Pero la chica vaciló.

– ¿La señora está bien?

– La señora está muy bien. -Caroline puso una mano en el brazo de su madre-. Madre, ven a calentarte, anda.

Pero al igual que aquel otro día, la señora Ayres dijo que prefería estar sola en su cuarto. Se ciñó el chal y Caroline y Betty la vieron subir lentamente la escalera. Se quedó en su dormitorio casi hasta la hora de la cena, y para entonces, manifiestamente, había vuelto a ser la misma. Caroline también había recuperado el sosiego. Ninguna de las dos mencionó los garabatos. La noche y el día o los dos días que siguieron, no sucedió nada relevante.

Pero días más tarde, aquella misma semana, la señora Ayres tuvo su primera noche accidentada.
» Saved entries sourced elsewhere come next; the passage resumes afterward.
PR #2680, opened 2025-10-02
pass initial_state through for NUTS sampling

### LINKED ISSUE #2679: `initial_state` is not used when `resume_from` is not specified
`sample` does not use `initial_state` if specified without `resume_from`. EDIT: This applies when `sampler` is of type `Sampler{<:AdaptiveHamiltonian}`.

I encountered this when I tried to resume one chain after running multiple chains, and thought I'd do this using `initial_state` instead of `resume_from`, especially in light of #2675.

MWE:
```julia
using Turing, Random

@model function gdemo(x)
    s² ~ InverseGamma(2, 3)
    m ~ Normal(0, sqrt(s²))
    for i in eachindex(x)
        x[i] ~ Normal(m, sqrt(s²))
    end
end

rng = Random.default_rng();
Random.seed!(rng, 1);
data = 4 .+ 0.1 .* randn(rng, 100);

chain1 = sample(rng, gdemo(data), NUTS(), 10, nadapts=1000, save_state=true)
display(Array(chain1))

chain2 = sample(rng, gdemo(data), NUTS(), 10, nadapts=0, initial_state=chain1.info.samplerstate)
display(Array(chain2)) # initial params is drawn from prior instead of using initial_state
```

penelopeysm:
Closes #2679


sunxd3 (approved):
LGTM

PR #2683, opened 2025-10-07
Use `step_warmup` for AdaptiveHamiltonian

### LINKED ISSUE #2678: Use `step_warmup` for AdaptiveHamiltonian rather than `nadapts`
NUTS currently has a parameter called nadapts which controls how many MCMC steps include an adaptation bit.

discard_adapt then controls whether those adaptation steps are discarded at the start.

For consistency with the AbstractMCMC API this should be changed to be num_warmup + discard_initial. And the adaptation steps should call `AbstractMCMC.step_warmup` rather than `AbstractMCMC.step`.

penelopeysm:
Closes #2678

Note, CI not running because this needs https://github.com/TuringLang/AbstractMCMC.jl/pull/178 to go through.

This PR:

- Removes the `nadapts` argument from HMCDA and NUTS constructors. Instead of specifying that, the user should specify the `num_warmup` keyword argument to `sample()`.
- Removes the `discard_adapt` keyword argument when sampling with HMCDA/NUTS, in favour of `discard_initial`, which has the same meaning for all samplers and is therefore more coherent.
- Since adaptive Hamiltonians must do different behaviours for adaptation / warmup steps, this PR also implements `AbstractMCMC.step_warmup` for these samplers.

This also needs:

- [x] Changelog

### DIFF
--- a/HISTORY.md
+++ b/HISTORY.md
@@ -1,5 +1,22 @@
 # 0.41.0
 
+## Breaking changes
+
+**HMCDA and NUTS constructors**
+
+HMCDA and NUTS previously used to take an optional first positional argument, which specified the number of adaptation steps to take.
+Alternatively, this could also be specified via the `nadapts` keyword argument to `sample()`.
+This has been removed: you should use the `num_warmup` keyword argument to `sample()` instead, which is consistent with all other samplers in Turing.jl.
+Warmup steps are always adaptation steps for HMCDA and NUTS, so there is no need to specify the number of adaptation steps separately.
+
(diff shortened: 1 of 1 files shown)


penelopeysm:
Oh, for goodness' sake, this is way more annoying than I had realised. `DynamicPPL.Sampler`, simply, straight up, does NOT allow for `step_warmup` at all because `DynamicPPL.initialstep` is only called via `step` and not `step_warmup`,

penelopeysm:
I think this will just have to wait for `Sampler` to be removed as a whole.

PR #2685, opened 2025-10-13
Temporarily change tests to use 1.11

mhauru:
Will open an issue to track the fact that this should be reverted ASAP once Mooncake and Libtask are back online.

### DIFF
--- a/HISTORY.md
+++ b/HISTORY.md
@@ -1,3 +1,7 @@
+# 0.40.5
+
+Bump Optimization.jl compatibility to include v5.
+
 # 0.40.4
 
 Fixes a bug where `initial_state` was not respected for NUTS if `resume_from` was not also specified.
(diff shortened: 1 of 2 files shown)


mhauru:
Fair point, done. I also comment out `'pre'` since it's currently the same as `'1'`, i.e. 1.12.0.

mhauru:
CI is failing due to this: https://github.com/SciML/Optimization.jl/issues/1056

Since this isn't in a rush, and I expect that to be fixed within 24h, let's just wait until tomorrow. I may be on annual leave, but if someone else wants to retrigger CI once the above issue is closed and merge if it passes, feel free.

penelopeysm:
> I am also not sure why some CIs seem to stuck.

I think it's because the '1' test is set as a 'required' test, somewhere in the repository settings. Thus GitHub's UI puts a dummy entry for that because it expects that test to be run.

(It could certainly be more intuitive)

PR #2689, opened 2025-10-16
Remove `Sampler`, remove `InferenceAlgorithm`, transfer `initialstep`, `init_strategy`, and other functions from DynamicPPL to Turing

penelopeysm:
https://github.com/TuringLang/DynamicPPL.jl/pull/1037 deletes `DynamicPPL.Sampler` and its interface. This PR makes the necessary upstream adjustments.

Once this PR and the DPPL counterpart are merged, **all of the MCMC sampling behaviour will be self-contained in Turing**: this means that we can easily refactor sampler code in Turing without being held back by interface code in DynamicPPL. This will finally pave the way for things like sampling with `LogDensityFunction` #2555 and allow long-standing things to be fixed like weird parameters to NUTS #2678. It's been a few months coming so I am very pleased with this!

Literally all of the actual code changes in this PR are perfunctory boilerplate, like copy-pastes from DynamicPPL, changing `x::Sampler{<:X}` to `x::X`, etc. However, there is one conceptual bit that I think is worth explaining:

## Special behaviour when sampling from Turing models with Turing samplers

As discussed in, e.g. https://github.com/TuringLang/Turing.jl/issues/2413, there are certain special behaviours that are enabled when somebody calls `sample(model, NUTS(), 1000)`. For example:

 - `check_model` runs checks on the model,
 - `initial_params` is set to `DynamicPPL.init_strategy(spl)` (now `Turing.Inference.init_strategy(spl)`),
 - `chain_type` is set to `MCMCChains.Chains`, ...

Previously the way this was accomplished was by
1. declaring `NUTS <: InferenceAlgorithm`,
2. `sample(rng, ::AbstractModel, ::InferenceAlgorithm, N)` would then wrap NUTS in `DynamicPPL.Sampler`
3. `sample(rng, ::AbstractModel, ::DynamicPPL.Sampler, N)` would then do all the special behaviour

This PR changes it such that the special behaviour is triggered in `sample(rng, ::DynamicPPL.Model, ::AbstractSampler)`, in `src/mcmc/abstractmcmc.jl`. That is to say, NUTS is no longer 'a special class of sampler'. If you write your own sampler that knows how to handle Turing models (i.e. if you define `step(rng, ::DynamicPPL.Model, ::MySampler)`), then you will get all the special behaviour when you call `sample(model, MyNewSampler(), 1000)`.

This approach is a lot simpler than what came before, but as pointed out in #2413 there are some concerns with method ambiguities. For example, if somebody defines

```julia
sample(::AbstractModel, ::MyNewSampler, N) = ...
```

then calling `sample(dynamicppl_model, MyNewSampler(), 1000)` will lead to method ambiguities. However, it's been almost a year since then, and there are a number of reasons why I'm not really fussed about the ambiguities and why I no longer agree with the arguments in that thread (indeed I don't agree with my own comments from that thread).

I've gated the rest behind a details tag to avoid overwhelming. If you don't see a problem with the above, then feel free to ignore.

<details><summary>Method ambiguities</summary>

1. As explained in #2413 the only meaningful case where somebody might write such a `sample` method is if their sampler was a 'meta-sampler', i.e., it works with _all_ models without knowing anything about the internal structure of said models. In practice this **cannot** be done because `AbstractModel` has no interface and if you don't know anything about the model, you can't do anything meaningful with it. For example, in principle Gibbs shouldn't _need_ to know anything about the model because it just shuttles it between component samplers. In practice we have to specialise on the model type and include a ton of stuff like `setparams_varinfo` to make it even work.

2. Method ambiguities have a very straightforward solution which is to declaring an extra, more specific method. I think that is a perfectly fine price to pay if you are writing a (genuine) meta-sampler and want it to work with Turing models specifically. For example this is the case with `RepeatSampler`, it's just five extra lines of code to make it work.

3. Note that in the original proposal in #2413 the method ambiguities would be avoided _but_ if somebody wrote a model and wanted to hook into the special behaviour, they would have to write the more specific method anyway! So IMO this is no worse.

4. I haven't exactly seen an explosion of activity in the Julia ecosystem around creating meta-samplers, so I'm quite unconvinced that in practice this will cause any problems

</details>

### DIFF
--- a/Project.toml
+++ b/Project.toml
@@ -90,6 +90,3 @@ julia = "1.10.8"
 [extras]
 DynamicHMC = "bbc10e6e-7c05-544b-b16e-64fede858acb"
 Optim = "429524aa-4258-5aef-a3af-852621145aeb"
-
-[sources]
-DynamicPPL = {url = "https://github.com/TuringLang/DynamicPPL.jl", rev = "breaking"}
--- a/test/Project.toml
+++ b/test/Project.toml
@@ -76,6 +76,3 @@ StatsBase = "0.33, 0.34"
 StatsFuns = "0.9.5, 1"
 TimerOutputs = "0.5"
 julia = "1.10"
-
-[sources]
-DynamicPPL = {url = "https://github.com/TuringLang/DynamicPPL.jl", rev = "breaking"}


src/mcmc/ess.jl
```diff
@@ -103,3 +103,18 @@ struct ESSLikelihood{L<:DynamicPPL.LogDensityFunction}
...
+function AbstractMCMC.step(
+    rng::AbstractRNG,
+    model::DynamicPPL.Model,
+    sampler::EllipticalSliceSampling.ESS;
+    kwargs...,
+)
+    return error(
+        "This method is not implemented! If you want to use the ESS sampler in Turing.jl, please use `Turing.ESS()` instead. If you want the default behaviour in EllipticalSliceSampling.jl, wrap your model in a different subtype of `AbstractMCMC.AbstractModel`, and then implement the necessary EllipticalSliceSampling.jl methods on it.",
+    )
+end
```
penelopeysm: For full transparency, I will confess that I had to add two methods to remove method ambiguities caused by this PR. Both arise from the default definition of `AbstractMCMC.step`

https://github.com/TuringLang/Turing.jl/blob/b5e07603718bb290aa7d4bfc2b5af4e2bcee7000/src/mcmc/abstractmcmc.jl#L141-L163

which I would like to remove (because it doesn't allow for warmup), but I don't want to do it in this PR / version.

src/mcmc/abstractmcmc.jl
```diff
@@ -47,18 +107,66 @@ function AbstractMCMC.sample(
...
+
+    # Fill it with initial parameters. Note that, if `InitFromParams` is used, the
+    # parameters provided must be in unlinked space (when inserted into the
+    # varinfo, they will be adjusted to match the linking status of the
+    # varinfo).
+    _, vi = DynamicPPL.init!!(rng, model, vi, initial_params)
+
+    # Call the actual function that does the first step.
+    return initialstep(rng, model, spl, vi; initial_params, kwargs...)
+end
```
penelopeysm, line 172: This method of `step` is actually a little bit evil. It used to be less bad because it only applied to `Sampler{<:InferenceAlgorithm}`, but now it applies to all `AbstractSampler`, which actually _does_ cause some method ambiguities (which I've pointed out in my other comments).

On top of that, this is just generally a bit inflexible when it comes to warmup steps since it's only defined as a method for `step` and not `step_warmup`.

I think that in the next version of Turing this method should be removed. However, I've opted to preserve it for now because I don't want to make too many conceptual changes in this PR (the diff is already too large).

src/mcmc/ess.jl
penelopeysm, line 120: This is the first method ambiguity caused by `step`. This needs to exist because of https://github.com/TuringLang/EllipticalSliceSampling.jl/blob/6b8fc40e9568122331ef705a2f668d854b692538/src/abstractmcmc.jl#L20-L27

src/mcmc/repeat_sampler.jl
```diff
@@ -40,6 +41,14 @@ function AbstractMCMC.step(
...
     return AbstractMCMC.step(rng, model, sampler.sampler; kwargs...)
 end
+# The following method needed for method ambiguity resolution.
+# TODO(penelopeysm): Remove this method once the default `AbstractMCMC.step(rng,
+# ::DynamicPPL.Model, ::AbstractSampler)` method in `src/mcmc/abstractmcmc.jl` is removed.
+function AbstractMCMC.step(
+    rng::Random.AbstractRNG, model::DynamicPPL.Model, sampler::RepeatSampler; kwargs...
+)
+    return AbstractMCMC.step(rng, model, sampler.sampler; kwargs...)
+end
```
penelopeysm, line 51: This is the second method ambiguity caused by `step`.

penelopeysm:
@mhauru pinging you also for thoughts on the method ambiguity thing, if you have any

src/mcmc/repeat_sampler.jl
mhauru: I'm confused as to why this is a method ambiguity. `RepeatSampler` is a subtype of `AbstractSampler` and should thus take precedence given the other positional arguments are the same. Kwargs don't do dispatch. I think I'm missing something.

penelopeysm: Errr, sorry, I was very unclear. It's the method above this that used AbstractModel was the problem. This one is the solution.

mhauru: My bad for not reading the PR properly. If you just need the two methods to disambiguate, and the plan is to remove the offending method soonish (a plan I like, `initialstep` is confusing), then I'm not too offended.

src/mcmc/external_sampler.jl
```diff
@@ -115,19 +140,18 @@ getparams(::DynamicPPL.Model, transition::AdvancedMH.Transition) = transition.pa
 function AbstractMCMC.step(
     rng::Random.AbstractRNG,
     model::DynamicPPL.Model,
-    sampler_wrapper::Sampler{<:ExternalSampler};
+    sampler_wrapper::ExternalSampler;
     initial_state=nothing,
-    initial_params=DynamicPPL.init_strategy(sampler_wrapper.alg.sampler),
+    initial_params=DynamicPPL.init_strategy(sampler_wrapper.sampler),
```
sunxd3:
```suggestion
    initial_params=Turing.Inference.init_strategy(sampler_wrapper.sampler),
```
perhaps?

src/mcmc/gibbs.jl
```diff
@@ -315,21 +309,20 @@ support calling both step and step_warmup as the initial step. DynamicPPL initia
...
     return vi
 end
 
 function AbstractMCMC.step(
     rng::Random.AbstractRNG,
     model::DynamicPPL.Model,
-    spl::DynamicPPL.Sampler{<:Gibbs};
-    initial_params::DynamicPPL.AbstractInitStrategy=DynamicPPL.init_strategy(spl),
+    spl::Gibbs;
+    initial_params=Turing.Inference.init_strategy(spl),
```
sunxd3, line 321: slightly tricky, this would technically override the `init_strategy` behavior for the component samplers, right? for instance HMC, when used for a component will default to sampling from prior instead of uniform?

sunxd3 (commented):
I am not too bothered with the method ambiguity.

src/mcmc/external_sampler.jl
penelopeysm: That's quite awkward, this implies that it wasn't tested lol

src/mcmc/gibbs.jl
penelopeysm: Yup indeed. I think this was already the case prior to this, because initial_params would be generated as a single vector (using `initialsampler(::Sampler{Gibbs})`, which would be `SampleFromPrior`) and then just split up between the components. I'm actually not sure how to fix this, but I can open an issue to track it.

penelopeysm: Most likely the solution would be to implement a custom `InitStrategy` for Gibbs

penelopeysm: https://github.com/TuringLang/Turing.jl/issues/2693

src/mcmc/external_sampler.jl
penelopeysm: Oh, actually, it seems that the default value just wasn't needed, because sample() always passes initial_params through to step(), and sample() already has a default value. Removed now.

sunxd3 (approved):
It looks great, thanks!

Como a muchas mujeres que habían vivido la guerra, cualquier sonido inhabitual era capaz de despertarla, y una noche le interrumpió el sueño la clara impresión de que alguien la había llamado. Permaneció inmóvil en la profunda oscuridad del invierno, escuchando atentamente; como no oyó nada durante varios minutos, se relajó y empezó a adormecerse. Después, al posar la cabeza en la almohada, creyó percibir otro sonido, aparte del frufrú de la ropa de cama contra su oído, y se incorporó. Al cabo de un momento oyó otra vez el ruido. Pero no era una voz. Tampoco eran golpecitos ni un tamborileo. Era un revoloteo, tenue pero nítido; y procedía, inequívocamente, del otro lado de una estrecha puerta de carpintero al lado de su cama: es decir, de su antiguo vestidor, que ahora utilizaba como un trastero para guardar baúles y cestas. El sonido era tan raro que evocaba una imagen particular, característica, y por un momento tuvo auténtico miedo. Supuso que algo se había introducido en el vestidor y estaba sacando cosas de una de las cestas y las tiraba al suelo.